'''
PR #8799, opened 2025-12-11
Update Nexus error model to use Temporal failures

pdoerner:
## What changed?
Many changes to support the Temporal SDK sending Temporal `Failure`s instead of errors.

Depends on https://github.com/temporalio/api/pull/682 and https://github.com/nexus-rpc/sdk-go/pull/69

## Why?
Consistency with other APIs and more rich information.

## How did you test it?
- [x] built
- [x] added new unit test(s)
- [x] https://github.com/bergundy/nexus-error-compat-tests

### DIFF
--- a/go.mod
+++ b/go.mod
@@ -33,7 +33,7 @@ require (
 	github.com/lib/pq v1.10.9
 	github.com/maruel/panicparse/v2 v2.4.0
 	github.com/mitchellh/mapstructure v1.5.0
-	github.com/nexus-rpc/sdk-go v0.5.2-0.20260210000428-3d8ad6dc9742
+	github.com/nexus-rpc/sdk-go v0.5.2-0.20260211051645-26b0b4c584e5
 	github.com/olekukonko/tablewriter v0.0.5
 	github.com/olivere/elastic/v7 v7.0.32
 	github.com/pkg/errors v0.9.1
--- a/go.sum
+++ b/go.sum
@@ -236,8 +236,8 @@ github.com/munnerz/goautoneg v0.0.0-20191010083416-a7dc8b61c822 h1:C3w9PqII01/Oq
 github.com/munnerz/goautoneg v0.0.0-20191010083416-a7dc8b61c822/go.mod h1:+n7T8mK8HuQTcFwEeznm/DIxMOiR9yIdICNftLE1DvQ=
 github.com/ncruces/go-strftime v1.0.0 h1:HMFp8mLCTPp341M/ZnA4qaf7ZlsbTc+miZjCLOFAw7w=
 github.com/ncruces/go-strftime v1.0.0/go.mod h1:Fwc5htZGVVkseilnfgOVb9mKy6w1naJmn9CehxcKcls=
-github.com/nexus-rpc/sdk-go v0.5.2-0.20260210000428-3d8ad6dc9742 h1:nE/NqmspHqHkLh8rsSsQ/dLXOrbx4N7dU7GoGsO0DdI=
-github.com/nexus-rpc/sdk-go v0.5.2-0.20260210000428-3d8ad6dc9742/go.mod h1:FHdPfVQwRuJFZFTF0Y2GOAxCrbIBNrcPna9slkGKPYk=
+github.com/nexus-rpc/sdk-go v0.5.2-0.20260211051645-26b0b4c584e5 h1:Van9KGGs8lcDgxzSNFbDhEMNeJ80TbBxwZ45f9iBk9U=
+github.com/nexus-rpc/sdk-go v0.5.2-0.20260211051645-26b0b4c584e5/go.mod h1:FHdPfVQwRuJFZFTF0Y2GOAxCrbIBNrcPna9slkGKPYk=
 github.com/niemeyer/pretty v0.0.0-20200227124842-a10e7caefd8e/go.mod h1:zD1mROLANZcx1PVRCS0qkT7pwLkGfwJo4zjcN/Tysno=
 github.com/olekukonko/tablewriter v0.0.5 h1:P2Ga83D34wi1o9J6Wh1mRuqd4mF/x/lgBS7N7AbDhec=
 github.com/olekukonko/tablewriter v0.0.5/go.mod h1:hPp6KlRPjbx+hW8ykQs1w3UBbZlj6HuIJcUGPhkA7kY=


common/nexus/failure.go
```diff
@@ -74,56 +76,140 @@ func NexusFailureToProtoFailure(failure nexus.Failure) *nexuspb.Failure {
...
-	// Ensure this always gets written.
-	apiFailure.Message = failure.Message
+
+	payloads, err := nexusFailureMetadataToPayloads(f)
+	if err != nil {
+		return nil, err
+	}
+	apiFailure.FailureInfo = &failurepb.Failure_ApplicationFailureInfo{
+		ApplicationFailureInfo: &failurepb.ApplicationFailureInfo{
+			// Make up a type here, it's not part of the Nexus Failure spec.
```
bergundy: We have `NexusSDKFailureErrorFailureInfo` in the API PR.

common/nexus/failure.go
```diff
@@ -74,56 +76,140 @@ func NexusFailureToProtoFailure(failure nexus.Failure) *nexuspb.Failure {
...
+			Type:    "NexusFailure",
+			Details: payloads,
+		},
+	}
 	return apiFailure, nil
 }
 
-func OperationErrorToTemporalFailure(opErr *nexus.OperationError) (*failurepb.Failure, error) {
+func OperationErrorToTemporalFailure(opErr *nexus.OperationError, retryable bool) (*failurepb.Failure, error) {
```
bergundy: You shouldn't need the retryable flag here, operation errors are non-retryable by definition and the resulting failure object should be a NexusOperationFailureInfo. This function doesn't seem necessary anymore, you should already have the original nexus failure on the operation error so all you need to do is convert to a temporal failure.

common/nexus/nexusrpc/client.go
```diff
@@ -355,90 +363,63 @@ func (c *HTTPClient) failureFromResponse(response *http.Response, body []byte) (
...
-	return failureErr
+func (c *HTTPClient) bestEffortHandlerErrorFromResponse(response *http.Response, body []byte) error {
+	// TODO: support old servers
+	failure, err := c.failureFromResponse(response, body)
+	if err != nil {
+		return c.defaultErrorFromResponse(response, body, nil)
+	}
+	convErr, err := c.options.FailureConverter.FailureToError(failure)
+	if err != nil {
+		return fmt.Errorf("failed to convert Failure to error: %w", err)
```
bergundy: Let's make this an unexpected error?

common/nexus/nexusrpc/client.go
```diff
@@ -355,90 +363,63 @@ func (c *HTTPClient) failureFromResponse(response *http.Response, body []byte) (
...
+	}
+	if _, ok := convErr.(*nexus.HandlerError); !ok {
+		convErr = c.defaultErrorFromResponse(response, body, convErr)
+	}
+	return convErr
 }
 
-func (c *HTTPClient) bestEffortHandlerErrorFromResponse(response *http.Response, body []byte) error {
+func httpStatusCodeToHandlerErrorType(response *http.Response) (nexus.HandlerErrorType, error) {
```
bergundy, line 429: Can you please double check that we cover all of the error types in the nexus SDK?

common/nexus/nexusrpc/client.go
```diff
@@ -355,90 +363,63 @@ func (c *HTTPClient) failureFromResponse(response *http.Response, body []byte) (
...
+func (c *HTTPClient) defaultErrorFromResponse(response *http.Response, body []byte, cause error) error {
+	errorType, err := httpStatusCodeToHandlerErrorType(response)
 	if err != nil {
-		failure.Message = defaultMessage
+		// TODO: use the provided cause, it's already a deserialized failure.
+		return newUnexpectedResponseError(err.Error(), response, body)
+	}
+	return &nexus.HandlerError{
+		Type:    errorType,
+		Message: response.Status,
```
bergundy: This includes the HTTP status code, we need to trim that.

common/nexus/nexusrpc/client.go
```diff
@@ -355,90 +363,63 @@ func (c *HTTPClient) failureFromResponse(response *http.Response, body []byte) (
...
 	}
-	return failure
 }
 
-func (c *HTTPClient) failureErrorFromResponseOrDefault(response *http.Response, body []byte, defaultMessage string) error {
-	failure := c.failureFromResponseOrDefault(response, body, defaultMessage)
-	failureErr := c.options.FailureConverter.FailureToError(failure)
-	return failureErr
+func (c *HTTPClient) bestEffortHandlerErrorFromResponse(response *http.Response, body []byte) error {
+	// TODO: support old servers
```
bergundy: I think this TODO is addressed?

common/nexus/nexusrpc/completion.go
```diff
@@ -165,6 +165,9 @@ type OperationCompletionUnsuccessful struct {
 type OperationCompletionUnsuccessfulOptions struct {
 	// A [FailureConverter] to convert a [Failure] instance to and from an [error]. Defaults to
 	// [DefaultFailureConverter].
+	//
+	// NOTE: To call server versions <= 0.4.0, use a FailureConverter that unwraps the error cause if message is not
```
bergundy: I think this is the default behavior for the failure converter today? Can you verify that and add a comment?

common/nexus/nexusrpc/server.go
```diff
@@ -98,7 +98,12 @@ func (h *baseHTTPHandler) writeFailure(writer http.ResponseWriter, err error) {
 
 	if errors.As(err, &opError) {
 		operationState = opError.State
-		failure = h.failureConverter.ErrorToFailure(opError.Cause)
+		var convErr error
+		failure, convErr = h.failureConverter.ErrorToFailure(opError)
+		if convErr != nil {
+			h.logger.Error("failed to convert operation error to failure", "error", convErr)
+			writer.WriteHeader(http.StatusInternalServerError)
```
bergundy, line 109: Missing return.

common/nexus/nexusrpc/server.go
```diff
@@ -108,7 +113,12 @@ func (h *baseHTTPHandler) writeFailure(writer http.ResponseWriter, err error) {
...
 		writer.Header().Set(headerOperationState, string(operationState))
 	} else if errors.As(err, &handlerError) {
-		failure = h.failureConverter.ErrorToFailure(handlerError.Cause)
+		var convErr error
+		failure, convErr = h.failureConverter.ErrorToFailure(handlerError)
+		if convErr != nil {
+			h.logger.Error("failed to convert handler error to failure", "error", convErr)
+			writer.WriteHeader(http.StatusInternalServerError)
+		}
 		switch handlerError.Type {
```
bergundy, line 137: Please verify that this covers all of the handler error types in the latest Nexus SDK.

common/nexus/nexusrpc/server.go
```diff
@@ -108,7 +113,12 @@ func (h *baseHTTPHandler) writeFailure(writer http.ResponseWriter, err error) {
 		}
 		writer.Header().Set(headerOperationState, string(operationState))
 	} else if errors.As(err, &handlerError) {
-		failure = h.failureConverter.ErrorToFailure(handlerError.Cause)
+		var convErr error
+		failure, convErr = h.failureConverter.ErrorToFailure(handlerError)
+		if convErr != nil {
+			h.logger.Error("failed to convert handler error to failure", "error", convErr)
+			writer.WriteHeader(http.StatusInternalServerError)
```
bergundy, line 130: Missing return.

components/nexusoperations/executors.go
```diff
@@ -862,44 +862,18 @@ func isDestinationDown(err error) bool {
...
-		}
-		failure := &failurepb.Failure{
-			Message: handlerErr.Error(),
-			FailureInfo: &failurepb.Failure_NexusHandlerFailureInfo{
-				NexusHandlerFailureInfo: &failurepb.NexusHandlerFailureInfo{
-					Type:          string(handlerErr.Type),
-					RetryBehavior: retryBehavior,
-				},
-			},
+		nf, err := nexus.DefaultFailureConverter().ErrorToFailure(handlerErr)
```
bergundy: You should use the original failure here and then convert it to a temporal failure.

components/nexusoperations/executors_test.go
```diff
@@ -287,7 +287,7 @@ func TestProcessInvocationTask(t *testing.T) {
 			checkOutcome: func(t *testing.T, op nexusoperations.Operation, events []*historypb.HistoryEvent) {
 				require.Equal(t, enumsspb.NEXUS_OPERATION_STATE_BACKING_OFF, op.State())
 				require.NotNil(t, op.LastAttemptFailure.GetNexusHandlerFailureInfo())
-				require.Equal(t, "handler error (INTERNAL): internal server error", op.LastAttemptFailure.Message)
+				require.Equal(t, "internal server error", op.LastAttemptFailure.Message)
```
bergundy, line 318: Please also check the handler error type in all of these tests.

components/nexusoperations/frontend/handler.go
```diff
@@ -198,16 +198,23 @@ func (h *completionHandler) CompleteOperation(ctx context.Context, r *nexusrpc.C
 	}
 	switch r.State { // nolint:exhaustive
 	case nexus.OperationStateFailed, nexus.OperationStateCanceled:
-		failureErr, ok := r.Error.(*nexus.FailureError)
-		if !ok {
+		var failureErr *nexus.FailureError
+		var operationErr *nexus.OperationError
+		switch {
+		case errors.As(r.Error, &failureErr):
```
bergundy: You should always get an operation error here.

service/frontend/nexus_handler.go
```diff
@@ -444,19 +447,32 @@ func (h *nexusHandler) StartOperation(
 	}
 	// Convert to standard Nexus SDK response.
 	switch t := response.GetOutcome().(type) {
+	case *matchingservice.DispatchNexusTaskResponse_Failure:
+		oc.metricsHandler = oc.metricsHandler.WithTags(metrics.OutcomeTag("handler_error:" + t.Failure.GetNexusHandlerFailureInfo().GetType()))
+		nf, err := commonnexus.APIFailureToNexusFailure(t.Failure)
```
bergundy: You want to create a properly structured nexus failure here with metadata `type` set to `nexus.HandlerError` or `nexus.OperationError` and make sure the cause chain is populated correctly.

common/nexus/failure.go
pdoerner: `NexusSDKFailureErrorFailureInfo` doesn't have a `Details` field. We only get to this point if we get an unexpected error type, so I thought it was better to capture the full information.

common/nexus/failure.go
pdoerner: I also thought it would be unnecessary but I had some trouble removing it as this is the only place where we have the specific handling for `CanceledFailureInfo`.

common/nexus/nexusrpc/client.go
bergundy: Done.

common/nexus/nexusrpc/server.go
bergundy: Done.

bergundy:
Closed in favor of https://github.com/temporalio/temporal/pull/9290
'''
Assignment =>
The lines from the top of the data above down to the line containing "github.com/maruel/panicparse/v2 v2.4.0" are to be copied exactly; no other line should appear.

Written answer =>
PR #8799, opened 2025-12-11
Update Nexus error model to use Temporal failures

pdoerner:
## What changed?
Many changes to support the Temporal SDK sending Temporal `Failure`s instead of errors.

Depends on https://github.com/temporalio/api/pull/682 and https://github.com/nexus-rpc/sdk-go/pull/69

## Why?
Consistency with other APIs and more rich information.

## How did you test it?
- [x] built
- [x] added new unit test(s)
- [x] https://github.com/bergundy/nexus-error-compat-tests

### DIFF
--- a/go.mod
+++ b/go.mod
@@ -33,7 +33,7 @@ require (
 	github.com/lib/pq v1.10.9
 	github.com/maruel/panicparse/v2 v2.4.0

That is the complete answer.